▸ **MATERIAL FOR THE TASK**:
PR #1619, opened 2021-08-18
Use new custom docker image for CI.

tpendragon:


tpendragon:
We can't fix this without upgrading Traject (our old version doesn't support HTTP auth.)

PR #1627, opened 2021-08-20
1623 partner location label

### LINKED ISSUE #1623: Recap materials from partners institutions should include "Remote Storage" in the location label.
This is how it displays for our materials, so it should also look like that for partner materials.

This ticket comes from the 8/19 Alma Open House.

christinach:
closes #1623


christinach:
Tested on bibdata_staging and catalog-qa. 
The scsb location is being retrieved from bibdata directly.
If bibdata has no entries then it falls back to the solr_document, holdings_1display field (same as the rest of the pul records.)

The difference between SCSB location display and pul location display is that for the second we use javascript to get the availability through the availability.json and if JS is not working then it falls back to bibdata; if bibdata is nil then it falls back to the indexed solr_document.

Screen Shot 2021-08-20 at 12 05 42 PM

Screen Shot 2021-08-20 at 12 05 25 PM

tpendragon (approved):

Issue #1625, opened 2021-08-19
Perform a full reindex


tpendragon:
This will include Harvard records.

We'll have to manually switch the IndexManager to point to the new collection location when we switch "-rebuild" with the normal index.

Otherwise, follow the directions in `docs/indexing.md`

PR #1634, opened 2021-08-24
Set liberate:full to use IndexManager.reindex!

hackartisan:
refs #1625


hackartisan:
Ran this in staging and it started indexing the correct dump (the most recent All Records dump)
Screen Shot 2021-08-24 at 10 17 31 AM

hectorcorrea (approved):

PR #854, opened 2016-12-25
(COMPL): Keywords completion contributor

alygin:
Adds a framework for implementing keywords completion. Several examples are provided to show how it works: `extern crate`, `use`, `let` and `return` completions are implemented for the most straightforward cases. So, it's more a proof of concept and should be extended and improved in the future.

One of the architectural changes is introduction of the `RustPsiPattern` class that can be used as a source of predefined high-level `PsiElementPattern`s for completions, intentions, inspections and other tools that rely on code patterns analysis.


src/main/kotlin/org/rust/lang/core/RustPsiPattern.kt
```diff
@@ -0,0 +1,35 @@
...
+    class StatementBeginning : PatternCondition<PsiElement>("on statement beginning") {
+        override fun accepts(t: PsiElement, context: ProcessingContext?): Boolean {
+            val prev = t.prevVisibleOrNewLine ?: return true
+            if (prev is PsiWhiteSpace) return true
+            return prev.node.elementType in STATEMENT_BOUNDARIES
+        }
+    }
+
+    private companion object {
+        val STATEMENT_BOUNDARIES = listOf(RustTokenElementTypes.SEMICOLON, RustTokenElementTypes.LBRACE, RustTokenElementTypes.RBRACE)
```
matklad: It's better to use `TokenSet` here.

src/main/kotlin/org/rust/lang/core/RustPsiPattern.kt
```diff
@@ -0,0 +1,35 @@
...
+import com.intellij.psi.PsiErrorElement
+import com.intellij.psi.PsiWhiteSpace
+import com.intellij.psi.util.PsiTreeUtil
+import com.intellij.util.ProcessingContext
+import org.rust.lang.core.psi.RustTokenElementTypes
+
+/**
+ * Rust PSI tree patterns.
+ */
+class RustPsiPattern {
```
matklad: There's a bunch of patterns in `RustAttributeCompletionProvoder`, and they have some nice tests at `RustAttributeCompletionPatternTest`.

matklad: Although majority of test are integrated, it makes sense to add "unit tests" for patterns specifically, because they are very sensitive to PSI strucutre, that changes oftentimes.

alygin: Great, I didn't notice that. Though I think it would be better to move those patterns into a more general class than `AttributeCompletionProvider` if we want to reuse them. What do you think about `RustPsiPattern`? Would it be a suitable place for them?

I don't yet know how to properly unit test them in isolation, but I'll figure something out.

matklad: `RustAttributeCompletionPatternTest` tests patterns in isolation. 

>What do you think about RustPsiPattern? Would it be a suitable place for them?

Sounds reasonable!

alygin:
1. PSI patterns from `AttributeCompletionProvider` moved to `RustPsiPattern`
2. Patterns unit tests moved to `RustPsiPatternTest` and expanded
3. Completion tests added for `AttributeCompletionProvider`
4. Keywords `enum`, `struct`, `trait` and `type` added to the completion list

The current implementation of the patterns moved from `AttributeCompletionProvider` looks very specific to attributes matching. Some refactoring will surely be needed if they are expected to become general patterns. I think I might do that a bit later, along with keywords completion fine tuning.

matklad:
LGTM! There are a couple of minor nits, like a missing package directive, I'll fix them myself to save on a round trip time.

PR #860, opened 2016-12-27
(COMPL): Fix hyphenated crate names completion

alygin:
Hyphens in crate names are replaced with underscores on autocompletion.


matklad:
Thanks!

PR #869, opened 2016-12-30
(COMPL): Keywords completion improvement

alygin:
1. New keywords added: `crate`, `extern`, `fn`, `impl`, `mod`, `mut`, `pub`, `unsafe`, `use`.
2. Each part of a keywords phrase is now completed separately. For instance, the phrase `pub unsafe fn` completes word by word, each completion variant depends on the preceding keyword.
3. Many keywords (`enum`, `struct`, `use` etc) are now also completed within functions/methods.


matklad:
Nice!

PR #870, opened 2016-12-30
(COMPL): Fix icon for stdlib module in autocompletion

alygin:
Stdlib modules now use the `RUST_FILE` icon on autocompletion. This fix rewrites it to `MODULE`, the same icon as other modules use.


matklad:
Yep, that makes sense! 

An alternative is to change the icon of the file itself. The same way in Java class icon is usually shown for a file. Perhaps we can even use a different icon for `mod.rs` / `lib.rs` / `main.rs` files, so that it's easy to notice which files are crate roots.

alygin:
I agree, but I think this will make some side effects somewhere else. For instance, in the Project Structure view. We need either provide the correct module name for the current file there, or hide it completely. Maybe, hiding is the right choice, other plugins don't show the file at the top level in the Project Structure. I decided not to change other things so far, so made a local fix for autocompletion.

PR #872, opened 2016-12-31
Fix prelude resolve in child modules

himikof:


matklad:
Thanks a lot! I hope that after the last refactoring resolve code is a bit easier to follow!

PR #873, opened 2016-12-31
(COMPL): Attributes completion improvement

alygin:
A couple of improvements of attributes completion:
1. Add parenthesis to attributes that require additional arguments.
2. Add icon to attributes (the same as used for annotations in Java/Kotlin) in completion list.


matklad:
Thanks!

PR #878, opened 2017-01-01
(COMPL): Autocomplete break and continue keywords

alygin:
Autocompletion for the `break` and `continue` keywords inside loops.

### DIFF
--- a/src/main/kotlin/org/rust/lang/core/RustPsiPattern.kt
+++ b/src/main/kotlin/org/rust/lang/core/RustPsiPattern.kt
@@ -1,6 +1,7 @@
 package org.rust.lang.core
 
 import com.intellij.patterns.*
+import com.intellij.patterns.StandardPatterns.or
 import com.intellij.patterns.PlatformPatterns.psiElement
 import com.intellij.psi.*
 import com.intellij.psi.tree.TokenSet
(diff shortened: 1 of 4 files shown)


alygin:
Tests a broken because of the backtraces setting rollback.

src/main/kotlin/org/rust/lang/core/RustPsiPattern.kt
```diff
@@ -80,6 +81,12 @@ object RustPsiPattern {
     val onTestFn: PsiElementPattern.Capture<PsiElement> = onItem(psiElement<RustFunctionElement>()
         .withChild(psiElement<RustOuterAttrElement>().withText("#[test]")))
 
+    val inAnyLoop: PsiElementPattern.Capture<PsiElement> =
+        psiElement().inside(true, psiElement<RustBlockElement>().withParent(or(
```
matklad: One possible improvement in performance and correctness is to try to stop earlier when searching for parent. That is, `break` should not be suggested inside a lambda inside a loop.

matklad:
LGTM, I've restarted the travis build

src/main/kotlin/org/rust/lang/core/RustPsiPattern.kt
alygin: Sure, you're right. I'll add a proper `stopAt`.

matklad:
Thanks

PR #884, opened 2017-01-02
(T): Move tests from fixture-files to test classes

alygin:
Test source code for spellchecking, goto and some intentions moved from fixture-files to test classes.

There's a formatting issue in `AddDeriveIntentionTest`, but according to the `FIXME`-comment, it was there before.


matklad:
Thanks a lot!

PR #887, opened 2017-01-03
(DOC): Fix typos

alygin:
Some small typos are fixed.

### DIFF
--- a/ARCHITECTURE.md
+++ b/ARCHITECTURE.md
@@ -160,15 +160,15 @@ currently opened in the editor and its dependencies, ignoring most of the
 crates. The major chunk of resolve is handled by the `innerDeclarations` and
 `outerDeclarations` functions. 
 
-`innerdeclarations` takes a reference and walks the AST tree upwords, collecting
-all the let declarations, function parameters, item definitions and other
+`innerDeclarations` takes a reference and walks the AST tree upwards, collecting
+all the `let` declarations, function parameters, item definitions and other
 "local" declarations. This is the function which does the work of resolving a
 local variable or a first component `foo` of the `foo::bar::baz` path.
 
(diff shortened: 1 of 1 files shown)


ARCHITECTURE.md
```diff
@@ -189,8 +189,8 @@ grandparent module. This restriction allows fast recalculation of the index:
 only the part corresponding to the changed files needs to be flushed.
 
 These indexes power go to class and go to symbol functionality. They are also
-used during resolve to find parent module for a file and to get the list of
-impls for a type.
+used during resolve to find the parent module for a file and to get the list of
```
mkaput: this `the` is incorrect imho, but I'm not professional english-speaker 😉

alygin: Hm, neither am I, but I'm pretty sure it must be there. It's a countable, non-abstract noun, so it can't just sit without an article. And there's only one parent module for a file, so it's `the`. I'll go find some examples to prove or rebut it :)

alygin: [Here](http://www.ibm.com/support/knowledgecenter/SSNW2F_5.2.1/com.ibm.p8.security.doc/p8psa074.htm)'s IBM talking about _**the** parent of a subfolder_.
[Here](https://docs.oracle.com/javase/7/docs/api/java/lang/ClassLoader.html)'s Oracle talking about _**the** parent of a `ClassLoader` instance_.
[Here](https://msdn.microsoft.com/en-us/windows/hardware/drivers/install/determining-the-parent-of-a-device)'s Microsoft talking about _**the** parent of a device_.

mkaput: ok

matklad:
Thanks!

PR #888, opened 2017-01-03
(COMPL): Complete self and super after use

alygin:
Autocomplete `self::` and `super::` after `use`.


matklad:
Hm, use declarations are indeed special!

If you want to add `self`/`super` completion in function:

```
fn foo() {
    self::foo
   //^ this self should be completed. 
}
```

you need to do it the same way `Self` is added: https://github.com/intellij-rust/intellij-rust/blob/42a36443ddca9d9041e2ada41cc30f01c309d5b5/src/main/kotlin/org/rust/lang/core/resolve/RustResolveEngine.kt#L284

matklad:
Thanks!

▸ **WHAT THE EXERCISE ASKS**: Pull every line containing "couple" out of the records.

▸ **SOLUTION TO THIS PROBLEM**:
LGTM! There are a couple of minor nits, like a missing package directive, I'll fix them myself to save on a round trip time.
A couple of improvements of attributes completion:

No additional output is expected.